### What to produce
From first line to last, the records below are to be duplicated exactly.

### Input
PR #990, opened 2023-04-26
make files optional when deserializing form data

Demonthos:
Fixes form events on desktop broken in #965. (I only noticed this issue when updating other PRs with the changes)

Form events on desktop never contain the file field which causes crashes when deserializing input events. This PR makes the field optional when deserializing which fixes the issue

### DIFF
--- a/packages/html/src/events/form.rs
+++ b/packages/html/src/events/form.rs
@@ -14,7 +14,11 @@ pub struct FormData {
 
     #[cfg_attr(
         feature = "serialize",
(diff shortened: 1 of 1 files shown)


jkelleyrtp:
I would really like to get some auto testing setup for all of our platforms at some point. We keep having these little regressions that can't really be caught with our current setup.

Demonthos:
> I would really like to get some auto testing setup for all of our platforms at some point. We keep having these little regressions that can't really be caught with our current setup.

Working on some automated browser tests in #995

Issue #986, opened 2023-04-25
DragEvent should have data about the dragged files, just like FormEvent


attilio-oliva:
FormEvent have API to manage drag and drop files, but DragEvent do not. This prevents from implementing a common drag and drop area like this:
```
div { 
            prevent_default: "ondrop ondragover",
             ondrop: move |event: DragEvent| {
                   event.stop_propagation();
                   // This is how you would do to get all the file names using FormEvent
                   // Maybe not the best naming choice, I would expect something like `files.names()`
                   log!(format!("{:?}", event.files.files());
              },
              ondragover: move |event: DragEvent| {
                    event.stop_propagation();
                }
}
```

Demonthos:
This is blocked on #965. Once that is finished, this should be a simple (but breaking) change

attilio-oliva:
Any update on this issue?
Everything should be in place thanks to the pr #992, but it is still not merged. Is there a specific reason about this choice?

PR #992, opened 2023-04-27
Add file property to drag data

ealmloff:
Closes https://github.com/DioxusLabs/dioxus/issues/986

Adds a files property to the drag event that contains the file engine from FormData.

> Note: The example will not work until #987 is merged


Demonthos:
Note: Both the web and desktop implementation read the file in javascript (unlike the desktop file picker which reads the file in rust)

### Exercise response
PR #990, opened 2023-04-26
make files optional when deserializing form data

Demonthos:
Fixes form events on desktop broken in #965. (I only noticed this issue when updating other PRs with the changes)

Form events on desktop never contain the file field which causes crashes when deserializing input events. This PR makes the field optional when deserializing which fixes the issue

### DIFF
--- a/packages/html/src/events/form.rs
+++ b/packages/html/src/events/form.rs
@@ -14,7 +14,11 @@ pub struct FormData {
 
     #[cfg_attr(
         feature = "serialize",
(diff shortened: 1 of 1 files shown)


jkelleyrtp:
I would really like to get some auto testing setup for all of our platforms at some point. We keep having these little regressions that can't really be caught with our current setup.

Demonthos:
> I would really like to get some auto testing setup for all of our platforms at some point. We keep having these little regressions that can't really be caught with our current setup.

Working on some automated browser tests in #995

Issue #986, opened 2023-04-25
DragEvent should have data about the dragged files, just like FormEvent


attilio-oliva:
FormEvent have API to manage drag and drop files, but DragEvent do not. This prevents from implementing a common drag and drop area like this:
```
div { 
            prevent_default: "ondrop ondragover",
             ondrop: move |event: DragEvent| {
                   event.stop_propagation();
                   // This is how you would do to get all the file names using FormEvent
                   // Maybe not the best naming choice, I would expect something like `files.names()`
                   log!(format!("{:?}", event.files.files());
              },
              ondragover: move |event: DragEvent| {
                    event.stop_propagation();
                }
}
```

Demonthos:
This is blocked on #965. Once that is finished, this should be a simple (but breaking) change

attilio-oliva:
Any update on this issue?
Everything should be in place thanks to the pr #992, but it is still not merged. Is there a specific reason about this choice?

PR #992, opened 2023-04-27
Add file property to drag data

ealmloff:
Closes https://github.com/DioxusLabs/dioxus/issues/986

Adds a files property to the drag event that contains the file engine from FormData.

> Note: The example will not work until #987 is merged


Demonthos:
Note: Both the web and desktop implementation read the file in javascript (unlike the desktop file picker which reads the file in rust)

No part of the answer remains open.